Corporal Clegg said:


> Edit, TorqHost, Estonia has decent peering with bahnhof (and Scandinavia in general)


Indeed, they backhaul a lot of their bandwidth through Sweden these days so the latency is fairly unnoticeable.

Have a look at Glesys and CityCloud, they have fairly good reputations.


----------



## Corporal Clegg (May 18, 2013)

ElliotJ said:


> Have a look at Glesys and CityCloud, they have fairly good reputations.


Yes, but I see no reason why not to use TorqHost for "Scandinavian services" tbh.

OT care to elaborate?


----------



## blergh (May 18, 2013)

ElliotJ said:


> Indeed, they backhaul a lot of their bandwidth through Sweden these days so the latency is fairly unnoticeable.
> 
> Have a look at Glesys and CityCloud, they have fairly good reputations.


I have contacted GleSYS, their response was "What was it that you intended to run again?" - They used to be good but in the last years has become a support-nightmare.

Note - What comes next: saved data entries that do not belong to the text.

Issue #1233, opened 2024-05-13
Remove hard limit on events


sethrj:
Problems:
- Event "ids" are effectively 64-bit unique identifiers used for global reproducibility. They are not consecutive from zero as we assumed when we first made them.
- When using multiple streams, events are usually partitioned among streams as opposed to being consecutive, so each stream will have `num_events * (num_threads - 1) / num_threads` zeros for its track counter.
- Using atomic counters for each event to determine track IDs results in nonreproducible track IDs.
- Having an event ID higher than `max_event` raises an assertion.

We could simplify reproducibility by requiring all tracks in flight to be from the same event (i.e., the usual way we integrate into Geant4). We could store the single event ID on the "core state" object since we don't need access to it on GPU. (Or, as of #1447, we just use the "unique event ID" to reset the RNG reproducibly.)

If we want to run multiple events simultaneously, the "event IDs" should be more like event *slots* so we can have up to N events in flight simultaneously, and once that event finishes we send an end-of-event "action" and let the event slot manage a new unique event. This methodology could let us have a single CPU thread + GPU simultaneously handle multiple Geant4 workers.

sethrj:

I used to rent a box from the a few years back, just two providers offering them transit.

CityCloud could work, but they do not state what technology they use for their backend, ever. Sent them a mail anyhow, so far unanswered since Thursday.



Corporal Clegg said:


> Yes, but I see no reason why not to use TorqHost for "Scandinavian services" tbh.
> 
> OT care to elaborate?


Usually it goes via Finland, and then over Sweden. Telia is quiet big in Estonia i suppose.


----------